Quick start

The following described:

Main steps of MCnebula workflow

Samples

It may be a sample of any mixture of small molecule compounds, such as animal metabolites, plant metabolites, drug samples, etc.

LC-MS/MS

For the workflow, SIRIUS has many restrictive Prerequisites that prevent its generalization to the analysis of any mass spectrometry data. Fortunately, your data as least will not be rejected by one vote as long as they meet the following two characteristics:

  • High mass accuracy data
  • Data-Dependent Acquisition (DDA) Mode.

Convert raw data

GNPS Server provides detailed instructions and services regarding data conversion. Click here.

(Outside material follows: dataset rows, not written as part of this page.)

PR #221, opened 2019-02-14
Starvation and Pinery fixes

apmasell:
Fixes three major problems:

- slow olives would starve the thread pool and the tasks meant to kill them
- change olive timeout to correct units
- move Pinery IUS provider method to a place where the annotation scanner will see it

### DIFF
--- a/shesmu-server/src/main/java/ca/on/oicr/gsi/shesmu/compiler/ProgramNode.java
+++ b/shesmu-server/src/main/java/ca/on/oicr/gsi/shesmu/compiler/ProgramNode.java
@@ -118,7 +118,7 @@ public class ProgramNode {
   }
 
   public int timeout() {
-    AtomicInteger timeout = new AtomicInteger(20);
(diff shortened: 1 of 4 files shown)


shesmu-server/src/main/java/ca/on/oicr/gsi/shesmu/compiler/ProgramNode.java
```diff
@@ -118,7 +118,7 @@ public void render(RootBuilder builder) {
   }
 
   public int timeout() {
-    AtomicInteger timeout = new AtomicInteger(20);
+    AtomicInteger timeout = new AtomicInteger(20 * 600);
```
callunity: Am I misreading this, or should this be `20 * 60`?

apmasell: :man_facepalming: Fixed.

PR #226, opened 2019-03-01
Add action to create symlink via SFTP

apmasell:


plugin-sftp/src/main/java/ca/on/oicr/gsi/shesmu/sftp/SftpServer.java
```diff
@@ -67,8 +67,14 @@ public FileAttributeCache(Path fileName) {
     }
   }
 
+  private static final ObjectMapper MAPPER = new ObjectMapper();
   private static final FileAttributes NXFILE = new FileAttributes.Builder().withSize(-1).build();
-
+  private static final Counter sshErrors =
+      Counter.build(
+              "shesmu_sftp_symlink_errors",
+              "The number of error communicating with the SFTP server while trying to create a symlink.")
```
morgantaschuk: *errors

plugin-sftp/src/main/java/ca/on/oicr/gsi/shesmu/sftp/SftpServer.java
```diff
@@ -121,6 +132,51 @@ public void configuration(SectionRenderer renderer) throws XMLStreamException {
...
+      try {
+        final FileAttributes attributes = sftp.lstat(link);
+        // File exists and it is a symlink
+        if (attributes.getType() == FileMode.Type.SYMLINK) {
+          // It's what we want; done
+          if (sftp.readlink(link).equals(target)) {
+            return new Pair<>(ActionState.SUCCEEDED, false);
+          } else {
+            // It's pointing to something else; recreate it
+            sftp.rm(link);
```
morgantaschuk: This behaviour is different than ln -s and might be worth re-thinking. There's a possibility for it to completely trash the target symlink in an automated way.

morgantaschuk: The other potential situation where this happens is when you have two files named the same that are headed for the same destination, e.g. two bam files from the same sample by different aligners.

apmasell: Yeah, I was making it more like `ln -sf`. I'll change this to just be an error.

PR #228, opened 2019-03-08
Add a button to expand a time range in schedule editor

apmasell:


callunity:
I hadn't appreciated that "Expand" adds time on both the start and end of the window. It might be worth adding a line of text explaining that in the pane.

apmasell:
I fixed the layout and added some help.

PR #235, opened 2019-03-15
Clean up Niassa plugin

apmasell:
Major changes:

- group previous workflow runs to correctly match existing workflows
- use scheduler directly via Java instead of shelling out to SeqWare JAR
- IntelliJ-recommended fixes


plugin-niassa+pinery/src/main/java/ca/on/oicr/gsi/shesmu/niassa/WorkflowAction.java
```diff
@@ -339,89 +281,45 @@ public final ActionState perform(ActionServices actionServices) {
...
+                    fileSwids)
+                .getReturnValue();
+        server.get().analysisCache().invalidate(workflowAccession);
+        WorkflowRunAttribute attribute = new WorkflowRunAttribute();
+        attribute.setTag("major_olive_version");
+        attribute.setValue(Long.toString(majorOliveVersion));
+        server.get().metadata().annotateWorkflowRun(runAccession, attribute, null);
+        success = runAccession != 0;
+      } catch (Exception e) {
+        // Suppress all the batshit crazy errors this thing can throw
```
morgantaschuk: :+1:

PR #246, opened 2019-04-16
Add a button to pause all actions from an olive

apmasell:
This was a request by Mike. Right now, I'm not planning to save that state of which olives are paused. We can re-evaluate later.


callunity:
I clicked "Pause Actions" and reloaded the page, and the paused state doesn't seem to have been preserved.

apmasell:
Fixed. This was due to a rounding problem with times.

PR #248, opened 2019-04-18
Allow removing pauses from dead olives

apmasell:
Once an olive has been updated or deleted, there might still be pauses
associated with it. This allows removing these pauses for which there is no
olive on the dashboard.

### DIFF
--- a/shesmu-server/src/main/java/ca/on/oicr/gsi/shesmu/Server.java
+++ b/shesmu-server/src/main/java/ca/on/oicr/gsi/shesmu/Server.java
@@ -325,10 +325,109 @@ public final class Server implements ServerConfig, ActionServices {
                                   });
                         });
                 writer.writeEndElement();
+                final Map<String, Instant> currentOlives =
+                    compiler
+                        .dashboard()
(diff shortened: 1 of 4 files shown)


apmasell:
I moved the warning up and changed the text to indicate it's the olive below. Should I move the top warning table above the table of contents? That could get hidden as the TOC gets bigger.

I don't think there will be a race, but I'm not sure on the scenario you mean. If you put in a pause, then get a new olive and that olive produces new actions, those will run even with the old pause. If there's an action that's shared, it will be paused until the old olive is resumed. The information about which olives created an action, the pauses, and the running of an action (including checking the pauses) are all stored in separate concurrent collections. So, you won't be able to guarantee the ordering, but it won't corrupt itself.

callunity:
The warning and changed text looks good. I don't have strong feelings about moving the top warning.

(Andre and I had a conversation about my ambiguously worded "race condition" concern, and came up with an idea for a "Purge Actions from this old olive"-type button to un-throttle the new olive)

apmasell:
Added the purge actions button.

If you are on Windows and have a lot of data to convert, then downloading locally and using MSconvert might be the best option. Click here

An instance for setting MSconvert

If you were not on Windows, installing the docker to perform MSconvert is an option. massconverter of TidyMass provides a way in R to perform MSconvert with docker.

Feature detection

Pre-processing of LC-MS/MS

Feature Detection is a kind of algorithm for detecting peaks from EIC plots, and most mass spectrometry processing tools have a similar function. Users can implement this process with any tool, but to access the MCnebula workflow, .mgf (long list file containing MS/MS information) and .csv files (Feature quantification table) are required for output. The following are some examples of the four implementations of Feature Detection with output of .mgf files and .csv:

(Option 1) With MZmine

MZmine is a flexible deployment software for processing LC-MS data, providing a range of algorithms that can be freely combined to process LC-MS data according to user needs; its high degree of flexibility makes it potentially difficult to use.

MZmine3

MZmine has gone through several version changes and now MZmine3 is available. Unfortunately, our next example still uses version 2.53; since we did a test application with our Waters data when the original MZmine3 was released, only to find that errors occurred during data import, we are not sure if the latest version of MZmine3 has resolved this issue.

The GUI of MZmine2 (2.53)

Download MZmine with version 2.53. Click here

The Guidance in GNPS provides a step by step description about MZmine for feature detection. Click here

Using batch mode of MZmine is the most convenient way to repeat a given process and parameters. We have provided some batch schema files (.xml) for MZmine2 for example. Click here

Note that different instruments and conditions may produce very different data, so it is a necessary step to pre-study your own data and customize the parameters when performing batch mode; ignore the parameter settings for the main steps, at least when applying these demo batch mode files, you will need to modify the input specified files and the output file names.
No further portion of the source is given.